Because of its larger population, the Union had a larger pool of men from whom soldiers could be recruited.  Consequently, the Confederate soldiers were badly outnumbered by their opponents: of the 3 million Civil war soldiers, over 2.1 million (70 percent) were Union soldiers.

Now, of course, once Reconstruction was ended, the Jim Crow South did preserve some of the Southern antiliberal tradition for almost a hundred years.  But even that was eventually defeated by the liberal tradition of the Civil Rights Movement, signaled in 1965 by an American President from the South, speaking before a joint session of Congress, declaring: "We shall overcome."


TRUMP HAS NEITHER THE GUTS NOR THE GUNS FOR A CIVIL WAR

But then is it likely, as Kagan predicts, that after the election of 2024 Trump will lead his MAGA movement in a new rebellion against the American liberal tradition that will provoke another civil war?  After all, if the people do have the right to overthrow an unjust government, as the Declaration of Independence says, and if Trump and his supporters believe that the American liberal regime is unjustly oppressing them, then they should be willing and able to launch an antiliberal rebellion.
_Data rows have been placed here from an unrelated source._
PR #478, opened 2022-02-09
Allow use of sig:// protocol in typhos templates

ZLLentz:
## Description

Register a device's signals when it is added to a `TyphosDeviceDisplay` so that device templates can include channels like `sig://${name}.setpoint` that refer to named signals on the device.

Fix a bug where suites could not find subdisplays for certain devices with underscores in their names in certain situations.

## Motivation and Context

We need to make typhos templates easier to construct from device definitions and more flexible for non-EPICS devices.

## How Has This Been Tested?

Added some tests
Needs interactive testing before merge

Not yet

### DIFF
--- a/typhos/display.py
+++ b/typhos/display.py
@@ -21,6 +21,7 @@ from . import cache
 from . import panel as typhos_panel
 from . import utils, web, widgets
 from .jira import TyphosJiraIssueWidget
+from .plugins.core import register_signal
 
 logger = logging.getLogger(__name__)
 
@@ -1362,6 +1363,10 @@ class TyphosDeviceDisplay(utils.TyphosBase, widgets.TyphosDesignerMixin,
            3. The argument ``macros`` is then used to fill/update the final
               macro dictionary.
 
+        This will also register the device's signals in the sig:// plugin.
+        This means that any templates can refer to their device's signals by
+        name.
+
         Parameters
         ----------
         device : ophyd.Device
@@ -1376,6 +1381,9 @@ class TyphosDeviceDisplay(utils.TyphosBase, widgets.TyphosDesignerMixin,
             self.devices.clear()
         # Add the device to the cache
         super().add_device(device)
+        logger.debug("Registering signals from device %s", device.name)
+        for component_walk in device.walk_signals():
+            register_signal(component_walk.item)
         self._searched = False
         self.macros = self._build_macros_from_device(device, macros=macros)
         self.load_best_template()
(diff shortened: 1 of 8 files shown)


typhos/tests/conftest.py
```diff
@@ -230,7 +230,7 @@ def hints(self):
 
 @pytest.fixture(scope='function')
 def device():
-    dev = MockDevice('Tst:This', name='Simulated Device')
+    dev = MockDevice('Tst:This', name='simulated_device')
```
ZLLentz, line 233: It turns out that this name change is what breaks the suite tests. I'm a bit baffled, will look into it closer- is there a latent typhos bug that has been chilling?
Hopefully not... It turns out I didn't NEED to change this- it was part of my debug process as something that looked wrong.

ZLLentz: I found and fixed the related bug in https://github.com/pcdshub/typhos/pull/478/commits/6970d70f05edc481baac2931777c159f7996413b

It turns out that we store the "cleaned up" name only, so when I made the device have a "normal" name it was unable to find the panel.

klauer: Great find!

typhos/display.py
```diff
@@ -1376,6 +1381,9 @@ def add_device(self, device, macros=None):
             self.devices.clear()
         # Add the device to the cache
         super().add_device(device)
+        logger.debug("Registering signals from device %s", device.name)
+        for component_walk in device.walk_signals():
+            register_signal(component_walk.item)
```
klauer, line 1386: Probably the biggest impact for the general case is this loop here. I imagine it's not bad performance-wise, though.

typhos/plugins/core.py
```diff
@@ -21,14 +20,41 @@ def register_signal(signal):
...
-    signal_registry[signal.name] = signal
+    for name in names:
+        if name in signal_registry:
+            # Case 1: harmless re-add
+            if signal_registry[name] is signal:
+                logger.debug(
+                    "The signal named %s is already registered!",
+                    name,
+                )
+            # Case 2: harmful overwrite! Name collision!
```
klauer, line 48: Good call!

klauer (approved):
Looks good to me. Great QOL improvement for custom screen developers.

typhos/display.py
ZLLentz: It shouldn't matter too much, but there was probably an alternate path where we could stash the devices and have the sig:// plugin find the signal at runtime, a fast process if we use the dotted names.

PR #480, opened 2022-02-24
BUG: Workaround for C++ Wrapped Exception

### LINKED ISSUE #470: Exception: wrapped C/C++ object of type TyphosAlarmCircle has been deleted
## Expected Behavior
No error.

## Current Behavior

I don't think so.  As I said three years ago, the response of Trump and his supporters to his defeat in the 2020 election shows that they do not have the guts or the guns to rebel against the American liberal political order.
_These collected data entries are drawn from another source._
Issue #484, opened 2022-04-04
Toggling visibility via clicking title inconsistent in behavior


klauer:
#### Option 1:
Clicking a title should hide or show all sub-items in a `detailed_tree`.

#### Option 2:
Or alternatively, if this behavior is undesired/not useful, it should be removed.

## Current Behavior
This works sometimes but not always due to the following reasons:
1. https://github.com/pcdshub/typhos/blob/408c10892f25398b9e79f7cc9286c273ac918b6e/typhos/display.py#L1600
    May have some widgets that are visible and some that are not, and checking the status of `all()` can result in the same `False` value each time. Toggling `False` results in a `setVisible(True)`
2. This code currently only toggles visibility of `TyphosSignalPanel` descendents: https://github.com/pcdshub/typhos/blob/408c10892f25398b9e79f7cc9286c273ac918b6e/typhos/display.py#L1599

<img width="424" alt="image" src="https://user-images.githubusercontent.com/5139267/161608780-f7e7d396-9f75-478c-ac5c-a19ea4bcf614.png">

## Possible Solution
1. Keep track of user request for visibility change for each widget, and toggle based on that
2. Change the `findChildren` aggregation to better match widgets that should be hidden

## Steps to Reproduce (for bugs)

1. Load `at2l0` and click the top-level title. It should work to toggle everything below.
2. Try the title `at2l0_blade_02_state` and see it not work as expected

## Context
Long-standing bug that interferes with the functionality such that no one probably uses it

## Your Environment
pcds-5.3.0

PR #485, opened 2022-04-04
WIP/FIX: tweak toggle_display (not fully working)

klauer:
## Motivation and Context
Attempts to address #484 
... but fails to do so. Input/thought would be appreciated.

### DIFF
--- a/typhos/display.py
+++ b/typhos/display.py
@@ -5,6 +5,7 @@ import inspect
 import logging
 import os
 import pathlib
+import weakref
 import webbrowser
 from typing import List, Optional, Union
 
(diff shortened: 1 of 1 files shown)


ZLLentz:
My first thought is that we should be toggling the visibility of a container widget instead of the individual visibilities of all the children. That would simply the logic a lot.

klauer:
I agree with the idea overall. Determining what is a container widget will probably require some further thought, unless I missed an obvious solution back when implementing this (which is entirely possible).

klauer:
Closing this as stale

PR #496, opened 2022-05-24
BUG: remove word wrap from alarm field to fix rendering issue in rix

ZLLentz:
## Description

One small follow-up to the clipping fixes in #494 
"no alarm" is often rendering as "no", with alarm being clipped at the newline. Force "no alarm" to be one line by disabling word wrap on this QLabel.

### DIFF
--- a/typhos/ui/widgets/positioner.ui
+++ b/typhos/ui/widgets/positioner.ui
@@ -659,7 +659,7 @@ Screen</string>
              <set>Qt::AlignCenter</set>
             </property>
             <property name="wordWrap">
-             <bool>true</bool>
+             <bool>false</bool>
             </property>
            </widget>
           </item>


ZLLentz:
on second thought, I'm not sure about this as a solution- might close because it causes some sizing oddities
I need to understand why the "no alarm" text is clipping first, it wasn't obvious at first look and I didn't have a lot of time set aside to sit in RIX to figure out the specifics

klauer:
Just a guess -

Maybe size policies are being a problem here. The `alarm_label` is set to the default size policy of [preferred]():
> Preferred: The sizeHint() is best, but the widget can be shrunk and still be useful. The widget can be expanded, but there is no advantage to it being larger than sizeHint() (the default [QWidget](https://doc.qt.io/qt-5/qwidget.html) policy).

Should it not be minimum (or even fixed based on the contents)?

ZLLentz:
you're right, it cannot be shrunk and still be useful, so it should not be preferred

ZLLentz:
Some more thinking: having size differences between different text in the same box will continue to cause annoying problems as the gui shifts around when alarms are set and cleared. I think part of the solution needs to include normalizing the text used in this field so that the layout doesn't change when the text is changed.

ZLLentz:
This is no longer needed after #611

He did not have the guns because military leaders such as General Mark Milley (Chairman of the Joint Chiefs of Staff) made it clear that they would not allow the military to support a presidential dictatorship.  And he did not have the guts because he lacked the courage to assert his dictatorial will in violation of the Constitution.  He displayed his unmanly weakness on January 6 when he failed to lead the march on the Capitol as he had promised earlier in the day, and instead he watched the attack on TV at the White House, as if it were an entertaining TV drama.  Later, he meekly condemned the insurrectionary violence that he had inspired, and he told the insurrectionists to "go home with love and in peace." As Nicholas Fuentes of the white nationalist "America First" internet broadcasts said, Trump on that day proved to be "very weak and flaccid."

Kagan writes:

"What we are witnessing, however, is not a political battle but a rebellion.  The events of January 6, 2021, proved that Trump and his most die-hard supporters are prepared to defy constitutional and democratic norms, just as revolutionary movements have in the past.  Though it may have been shocking to see normal, decent Americans condoning a violent assault on the Capitol, that event demonstrated that Americans as a people are not as exceptional as their founding principles and institutions" (215).
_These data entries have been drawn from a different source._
PR #1219, opened 2019-07-24
made ObjectIterator comply with Iterator Interface

jakobwenzel:
this makes it possible to use std algorithms on them

### DIFF
--- a/kernel/rtlil.h
+++ b/kernel/rtlil.h
@@ -420,7 +420,11 @@ namespace RTLIL
 	// It maintains a reference counter that is used to make sure that the container is not modified while being iterated over.
 
 	template<typename T>
-	struct ObjIterator
+	struct ObjIterator : public std::iterator<std::forward_iterator_tag,
+		T,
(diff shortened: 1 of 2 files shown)


ZirconiumX:
I don't think iterators work this way. The C++ standard library (before concepts, anyway) does not require iterators to inherit from std::iterator, only that they comply with the interface that the standard requires.

Additionally, std::iterator was deprecated in C++17, [this article](https://www.fluentcpp.com/2018/05/08/std-iterator-deprecated/) explains why.

jakobwenzel:
>The C++ standard library (before concepts, anyway) does not require iterators to inherit from std::iterator, only that they comply with the interface that the standard requires.
True, but ObjectIterator did not.

> Additionally, std::iterator was deprecated in C++17, [this article](https://www.fluentcpp.com/2018/05/08/std-iterator-deprecated/) explains why.
Thanks, I was not aware of that deprecation. I updated the PR to remove std::iterator.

But as shocking as the January 6th insurrection was, it could have been much more shocking.  Trump could have ordered the military to support the insurrectionists and to take control of the Capitol.  And he could have ordered his MAGA supporters to rise up and follow his leadership as the American Caesar.  He didn't do that because he didn't believe that Americans would support an antiliberal revolution to overthrow the American constitutional order.

By contrast, in 1861, Southern political leaders could count on there being a sufficiently strong antiliberal tradition in the South to support a Confederacy of states in rebellion against the national government.  

I am not convinced by Kagan's suggestion that when Trump wins or loses the presidential election of 2024, there will be such a strongly antiliberal MAGA movement that it will support Trump in becoming an antiliberal dictator.